Le doryphore de la pomme de terre, connu scientifiquement sous le nom de Leptinotarsa decemlineata, est l’un des ravageurs les plus importants et les plus connus de la culture de la pomme de terre dans le monde. Originaire d’Amérique du Nord, il s’est propagé en Europe au début du XXe siècle et a depuis progressé de manière imparable sur le continent, causant de graves dommages économiques à l’agriculture. Un contrôle efficace repose sur une compréhension approfondie du mode de vie et de la biologie du ravageur, ce qui permet de développer et de planifier une stratégie de contrôle appropriée. Sans cette connaissance, la lutte s’avère souvent vaine, non seulement coûteuse, mais aussi inutilement néfaste pour l’environnement. Une protection phytosanitaire réussie nécessite donc une approche intégrée basée sur la prévention, les méthodes biologiques et agrotechniques, et des interventions chimiques soigneusement sélectionnées.

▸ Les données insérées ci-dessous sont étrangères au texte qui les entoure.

PR #374, opened 2025-02-11
Updates for shape injection and surf processing of injected surfaces

akhanf:
This PR makes changes to injection and surface processing for dealing with native surf with nnunet + injection.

Le cycle de vie du doryphore est exceptionnellement bien adapté aux climats tempérés, ce qui permet sa prolifération rapide. Les coléoptères adultes hivernent dans le sol, généralement à une profondeur de 15 à 30 centimètres, et émergent au printemps lorsque la température du sol dépasse constamment 14-15 °C pour commencer à se nourrir des jeunes feuilles de pommes de terre. Après s’être nourries et accouplées, les femelles pondent leurs amas d’œufs caractéristiques de couleur orange sous les feuilles, chaque amas contenant de 20 à 80 œufs. Une seule femelle peut pondre jusqu’à 500-800 œufs au cours d’une saison, ce qui illustre clairement l’immense potentiel de reproduction de ce ravageur. Les larves éclosent des œufs en 5 à 15 jours, en fonction des conditions météorologiques.

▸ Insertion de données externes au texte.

PR #379, opened 2025-02-21
Atlasgen

jordandekraker:
Here we will try to re-do template (atlas?) generation in the multihist7 dataset. This entails pooling surface metric files from all subjects. It willl probably make sense to put the atlas in a new output folder at the top level. For now i'm using "mytemplate" as the default name, but we should also think about what optional parameters we want the user to use for atlas generation and whether they should specify with CLI arguments or instead edit the config directly. 

I also tried ot organize the rules a bit better by making `unfold_reg.smk` (no code updates, just moved some rules) and `atlas_gen.smk` which we will mostly be working on here (as well as some updates in the config and common.smk)


akhanf:
Just about to have a look now - at a glance, I think your problem is having expand in both input and output (you don't need the output expand).. but I also might refactor that rule a bit

akhanf:
Right now, this is using the ants bash script to perform template creation -- I am thinking this is probably fine since the ANTS 2D runs don't take much time, but we could move to a more granular workflow by taking rules from here: 
https://github.com/akhanf/ants_build_template_smk

akhanf:
I've made a couple minor fixes to get the dry-run working

akhanf:
this adds another fix to the target rules so you shouldn't have to run hemispheres separately.. 
I'll have a look at some of the other config/dag related things too, will try to commit often so we don't get out of sync..

akhanf:
ok I've committed some more changes to get the workflow working, up to and including grabbing the warps from the ants template generation.

akhanf:
hopefully the back and forth commits aren't disruptive -  I've just mainly been doing minor clean-ups and fixes along the way, so as long as you're pulling often should be fine. I'll have a look at things after your next commit again.. Getting closer! 

If I have time tomorrow, will try to work out a solution for template files (so far I've been removing references for the new template files in the config, since that would be circular), so can just continue putting things in the template folder for now until we sort that out.. also we can clean up naming later..

jordandekraker:
yeah I was working on the circular issue here. Basically I wanted to `--atlas` to be the files generated in the atlasgen. This is challenging though because it conflicts with downloads.smk. Since we had intended to enumerate the items in downloads.smk anyway, i thought I could solve it here (i.e. by writing all `### final atlas files ###` to the download_dir. We could conisider reverting that last commit though and doing it in a new branch instead, but i think i was getting close here...

I think we should also separate the `### final atlas files ###` files out to a new directory too, so its easier to upload to a cloud.

hippunfold/workflow/rules/atlas_gen.smk
```diff
@@ -0,0 +1,332 @@
...
+    script:
+        "../scripts/set_metric_nii_header.py"
+
+
+def get_metric_template(wildcards, input):
+
+    num_modalities = len(reg_metrics)
+
+    warp_prefix = "template/warp_label-{label}_"
+    metrics = sorted(glob(f"{warp_prefix}_template?.nii.gz"))
```
akhanf, line 229: the problem here is would be globbing before the files exist.. we can instead just point to the output files created in the `copy_avgtemplate_metric` rule. I'll update this..

hippunfold/workflow/rules/atlas_gen.smk
```diff
@@ -0,0 +1,332 @@
...
+            "..",
+            "resources",
+            "unfold_template_{label}",
+            "tpl-avg_space-unfold_den-{density}_midthickness.surf.gii",
+        ),
+    shell:
+        "cp {input} {output}"  # TODO get actual densities
+
+
+rule avg_metrics:
```
akhanf, line 277: Not sure what you're trying to average over here, as the template#.nii.gz files are already averages, each being a different channel  -- anyways I fixed this in my previous commits will revert back

hippunfold/workflow/rules/download.smk
```diff
@@ -3,18 +3,43 @@
...
-        "minimal"
-    shell:
-        "wget 'https://{params.url}' -O temp.zip && "
-        " unzip -d {output.unzip_dir} temp.zip"
+# rule download_extract_atlas:
+#     params:
+#         url=config["resource_urls"]["atlas"][config["atlas"]],
+#     output:
+#         unzip_dir=Path(download_dir) / "atlas" / config["atlas"],
+#         label_gii=Path(download_dir)
```
akhanf, line 11: removing the named outputs (label_gii etc..) might cause issues with the dag.. I'll see what can be done..

hippunfold/workflow/scripts/surf_gen.py
akhanf, line 1: should probably rename this (semantically too similar to gen_isosurface.py) -- what about smething liek: triangulate_avg_template?

jordandekraker:
Cool, i'll look into the downsampling. A lower res meshgrid would work, but i'm wondering if i should try to keep more vertices in higher-curvature areas (or according to the average native spacing). I don't think that there's any advantage to using a meshgrid since we can't reshape into APxPD anymore anyway, but it is also nice and simple

akhanf:
First look at a subject surface (1mm T1w) with standard mesh from the new avgatlas approach!

image

```
(snakemake) alik@AFI-CBS-H-19:/local/scratch/hippunfold_khanlab/ds002168_newatlas/sub-1425/surf$ wb_command -surface-information sub-1425_hemi-R_space-T1w_den-multihist7_label-hipp_midthickness.surf.gii
Name: sub-1425_hemi-R_space-T1w_den-multihist7_label-hipp_midthickness.surf.gii
Type: Anatomical
Number of Vertices: 28897
Number of Triangles: 56577
Bounds: (8.73535, 27.4752, 1.21742, 38.3933, -14.7856, 10.8633)
Spacing:
    Mean: 0.238097
    Std Dev: 0.151468
    Minimum: 0.000000
    Maximum: 1.824883
```

close to ~0.24mm vertex spacing, but becomes pretty oversampled in the uncus.. 


Note, the atlas unfold mesh had:
```
(snakemake) alik@AFI-CBS-H-19:/local/scratch/hippunfold_khanlab/ds002168_newatlas/sub-1425/surf$ wb_command -surface-information /cifs/khan/shared/data/hippunfold_models/hippunfold-atlases/tpl-multihist7/tpl-multihist7_hemi-R_space-unfold_label-hipp_midthickness.surf.gii 
Name: tpl-multihist7_hemi-R_space-unfold_label-hipp_midthickness.surf.gii
Type: Unknown
Number of Vertices: 28897
Number of Triangles: 56577
Bounds: (-39.2188, 0, -200.313, -170.313, 1.25, 1.25)
Spacing:
    Mean: 0.177764
    Std Dev: 0.030489
    Minimum: 0.156250
    Maximum: 0.220971

```

akhanf:
ok just need to get the subfield voting (and propagation) in the dag, then we are close to merging this in.. 

re: naming, I think once we're happy with the avg template and the mesh sampling, we could choose the names based on the # of vertices, e.g. 10K, 20K  and then just leave out atlas (that seems to be what they do in cortex).. I would then just keep the atlas wildcard in the subfields only..

akhanf:
ok subfield voting should be working now.. 
final edit before merging will be to set the cifti structure metadata for the template files..

akhanf:
actually, I'll leave out the setting of structure metadata and do it in another PR, not critical at this point..

akhanf:
I see the modification of run.py (importing the plugin) has broken the readthedocs -- will post an issue so we can fix in another PR..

Les larves passent par quatre stades de développement, causant le plus de dégâts pendant cette période. Les jeunes larves, aux stades L1 et L2, consomment relativement peu, mais les larves plus développées, L3 et surtout L4, sont extrêmement voraces et peuvent défolier complètement les plants de pommes de terre en peu de temps. Le développement larvaire complet dure environ deux à three semaines, après quoi les larves s’enfouissent dans le sol pour se nymphoser. Après environ deux semaines, la nouvelle génération d’adultes émerge des nymphes, continuant à causer des dégâts et à créer une autre génération ou, dans des conditions défavorables, s’enfouissant dans le sol pour hiverner. En Hongrie, deux générations se développent généralement chaque année, et parfois une troisième dans les régions plus chaudes du sud.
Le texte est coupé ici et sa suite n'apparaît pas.